If the patient has a Body Mass Index greater than 40, then referral to Orthopaedics should not be the first step as evidence shows a significant increased risk of complications in these patients. These patients must be referred for weight reduction management first, and make a concerted effort to lose weight using all available options, no matter how severe the arthritis. This normally takes at least 6-12 months. If the patient manages significant weight reduction to BMI <40 then they can be referred on to Orthopaedics, taking into consideration the advice below. Exceptions can be made for individual cases, but not for the excuse ‘I can’t lose weight because I can’t exercise’. Please see the advice from the British Heart Society, April 2015: ‘Patients do not need to do one iota of exercise to lose weight, they just need to eat less’

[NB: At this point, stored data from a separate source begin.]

PR #710, opened 2021-12-24
Fix kustomization template to work with cert-manager

dbaker-rh:
A few changes in this PR:
1/ Make use of cert-manager's selfSigned{} to bootstrap the actual CA creation (removes the need for a manual openssl step)
2/ Update grpc_health_check to use TLS (without this, the master pod won't start)
3/ Update the certs to include "localhost" in the SAN list, so grpc_health_check can work
4/ Update docs (and bump cert-manager referenced to 1.6.1)

Note - this is partly in response to #563

### DIFF
--- a/deployment/overlays/samples/cert-manager/probes.yaml
+++ b/deployment/overlays/samples/cert-manager/probes.yaml
@@ -1,0 +1,26 @@
+- op: add
+  path: /spec/template/spec/containers/0/livenessProbe/exec/command/-
+  value: "-tls"
+- op: add
+  path: /spec/template/spec/containers/0/livenessProbe/exec/command/-
+  value: "-tls-ca-cert=/etc/kubernetes/node-feature-discovery/certs/ca.crt"
+- op: add
+  path: /spec/template/spec/containers/0/livenessProbe/exec/command/-
+  value: "-tls-client-key=/etc/kubernetes/node-feature-discovery/certs/tls.key"
+- op: add
+  path: /spec/template/spec/containers/0/livenessProbe/exec/command/-
+  value: "-tls-client-cert=/etc/kubernetes/node-feature-discovery/certs/tls.crt"
+
+- op: add
+  path: /spec/template/spec/containers/0/readinessProbe/exec/command/-
+  value: "-tls"
+- op: add
+  path: /spec/template/spec/containers/0/readinessProbe/exec/command/-
+  value: "-tls-ca-cert=/etc/kubernetes/node-feature-discovery/certs/ca.crt"
+- op: add
+  path: /spec/template/spec/containers/0/readinessProbe/exec/command/-
+  value: "-tls-client-key=/etc/kubernetes/node-feature-discovery/certs/tls.key"
+- op: add
+  path: /spec/template/spec/containers/0/readinessProbe/exec/command/-
+  value: "-tls-client-cert=/etc/kubernetes/node-feature-discovery/certs/tls.crt"
+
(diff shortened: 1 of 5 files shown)


deployment/overlays/samples/cert-manager/probes.yaml
```diff
@@ -0,0 +1,8 @@
+- op: replace
+  path: /spec/template/spec/containers/0/livenessProbe/exec/command
+  value: ["/usr/bin/grpc_health_probe", "-addr=:8080", "-tls", "-tls-ca-cert=/etc/kubernetes/node-feature-discovery/certs/ca.crt", "-tls-client-key=/etc/kubernetes/node-feature-discovery/certs/tls.key", "-tls-client-cert=/etc/kubernetes/node-feature-discovery/certs/tls.crt"]
```
marquiz, line 3: nit: could we use `add` (instead of `replace`), similarly what we do in `args.yaml`? I think this "additive" method is probably less prone to problems e.g. if something in the base yaml would change.

marquiz (commented):
Nice work @dbaker-rh!

Now that the manual steps of creating the ca cert are eliminated maybe we could even make this a component under `deployment/components/`. WDYT?

/ok-to-test

deployment/overlays/samples/cert-manager/probes.yaml
dbaker-rh: Agree.  I wanted the more simpler patch to begin with, but I agree that to add the new args on the end would be more future proof.

marquiz: I think it would be easier to just change it in this PR. I think we could merge this after that

```suggestion
- op: add
  path: /spec/template/spec/containers/0/livenessProbe/exec/command/-
  value: "-tls"
- op: add
  path: /spec/template/spec/containers/0/livenessProbe/exec/command/-
  value: "-tls-ca-cert=/etc/kubernetes/node-feature-discovery/certs/ca.crt"
- op: add
  path: /spec/template/spec/containers/0/livenessProbe/exec/command/-
  value: "-tls-client-key=/etc/kubernetes/node-feature-discovery/certs/tls.key"
- op: add
  path: /spec/template/spec/containers/0/livenessProbe/exec/command/-
  value: "-tls-client-cert=/etc/kubernetes/node-feature-discovery/certs/tls.crt"
```

deployment/overlays/samples/cert-manager/probes.yaml
```diff
@@ -0,0 +1,17 @@
...
+- op: add
+  path: /spec/template/spec/containers/0/livenessProbe/exec/command/-
+  value: "-tls-client-key=/etc/kubernetes/node-feature-discovery/certs/tls.key"
+- op: add
+  path: /spec/template/spec/containers/0/livenessProbe/exec/command/-
+  value: "-tls-client-cert=/etc/kubernetes/node-feature-discovery/certs/tls.crt"
+
+- op: replace
+  path: /spec/template/spec/containers/0/readinessProbe/exec/command
+  value: ["/usr/bin/grpc_health_probe", "-addr=:8080", "-tls", "-tls-ca-cert=/etc/kubernetes/node-feature-discovery/certs/ca.crt", "-tls-client-key=/etc/kubernetes/node-feature-discovery/certs/tls.key", "-tls-client-cert=/etc/kubernetes/node-feature-discovery/certs/tls.crt"]
```
marquiz, line 16: Could you change this similarly to liveness probe command above?

dbaker-rh: done.

marquiz (commented):
Looks good 👍 If you could squash this into one commit I think we could merge this

dbaker-rh:
squished!

marquiz:
`probes.yaml` disappeared in the latest force push 🤓

marquiz (approved):
Very welcome improvement @dbaker-rh 😊 
/lgtm

PR #715, opened 2022-01-11
docs: small fix in block and net features in customization guide

marquiz:
In the list of available features, list 'name' separately as it's not
from a sysfs file like the other attributes.


ArangoGutierrez (approved):
/lgtm

PR #717, opened 2022-01-11
source/network: add iommu_group/type attribute

marquiz:
Detect "iommu_group/type" sysfs attribute for network devices. It is
available for custom label rules. The value is the raw value from sysfs
(i.e DMA, DMA-FQ or identity).

An example rule:

  - name: "nic iommu passthrough rule"
    labels:
      network-iommu.passthrough: "true"
    matchFeatures:
      - feature: network.device
        matchExpressions:
          "iommu_group/type": {op: In, value: ["identity"]}


marquiz:
/assign @zvonkok 
ping @mythi

marquiz:
Doesn't seem to be much of interest. Let's re-open if needed
/close

PR #718, opened 2022-01-11
source/network: detect intel-iommu/version

marquiz:
Discover "iommu/intel-iommu/version" sysfs attribute forc network
devices. This information is available for custom label rules.

An example custom rule:

```
  - name: "nic iommu version rule"
    labels:
      network-iommu.version_1: "true"
    matchFeatures:
      - feature: network.device
        matchExpressions:
          "iommu/intel-iommu/version": {op: In, value: ["1:0"]}
```

Builds on #717


marquiz:
Let's re-open if there's some interest in this in the future...
/close

PR #730, opened 2022-01-20
cloudbuild.yaml: set HOME to /root

marquiz:
As per
https://github.com/kubernetes/test-infra/blob/master/config/jobs/image-pushing/README.md
we need that for buildx.


marquiz:
Tests on arm seem flaky 🤔 

PR #732, opened 2022-01-20
nfd-master: print gRPC server error correctly

marquiz:


zvonkok:
Looks like this works. Gonna do a verification run on an ARM system. Done the build several times with build and it worked. Let me sanitize this and approve.

PR #991, opened 2022-12-14
nfd-master: rename -featurerules-controller flag to -crd-controller

marquiz:
Deprecate the '-featurerules-controller' command line flag as the name does not describe the functionality anymore: in practice it controls the CRD controller handling both NodeFeature and NodeFeatureRule objects. The patch introduces a duplicate, more generally named, flag '-crd-controller'. A warning is printed in the log if '-featurerules-controller' flag is encountered.

Split out from #903


ArangoGutierrez (approved):
/lgtm

PR #993, opened 2022-12-14
test/e2e: fix creation of NFD CRDs

marquiz:
After introducing NodeFeatureRule we packed two CRD definitions in one yaml file. Our e2e-tests were not prepared to that and the file itself was also renamed so it couldn't even be read by the test suite.

With this change the e2e-tests start to create NodeFeatre CRD in the test cluster, preparing for the addition of e2e-tests for NodeFeature API.


fmuyassarov (commented):
/lgtm

PR #998, opened 2022-12-14
nfd-master: update all nodes at startup when NodeFeature API enabled

marquiz:
We want to always update all nodes at startup. Without this patch we don't get any update event from the controller if no NodeFeature or NodeFeatureRule objects exist in the cluster. Thus all nodes would stay untouched whereas we really want to remove all labels from all nodes in this case.


fmuyassarov (commented):
/lgtm

PR #999, opened 2022-12-14
nfd-master: update node if no NodeFeature objects are present

marquiz:
Correctly handle the case where no NodeFeature objects exist for certain
node (and NodeFeature API has been enabled with
`-enable-nodefeature-api`). In this case all the labels should be removed.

Age is less important than symptoms

If the patient meets the criteria above, the crucial question to ask is whether or not they would consider that the problem is bad enough to subject themselves to a major operation with associated pain (especially knee replacement) and at least 8-12 weeks recovery time. If the patient says no, then they should NOT be referred until they get to that stage 

Who not to refer:

  • Patients who have had a history of joint pain less than 6 months.
  • Patients who have not tried physiotherapy
  • Patients who’s symptoms are relieved by first line analgesia
  • Advice with regard to the management of patients with joint pain will be accepted and dealt with quickly

How to refer:

  • Use Gateway for referrals centrally through RIE Patients will be seen at a hospital in their local area if an appropriate specialist is available at their local centre.
  • It would be useful to obtain x-rays of the joints prior to referral
    • Hips: AP Pelvis with view of both hip joints
    • Knees: AP both knees standing, with lateral view of the painful knee
  • Assessment of known co-morbidities and general fitness will ensure a smooth journey through the arthroplasty pathway.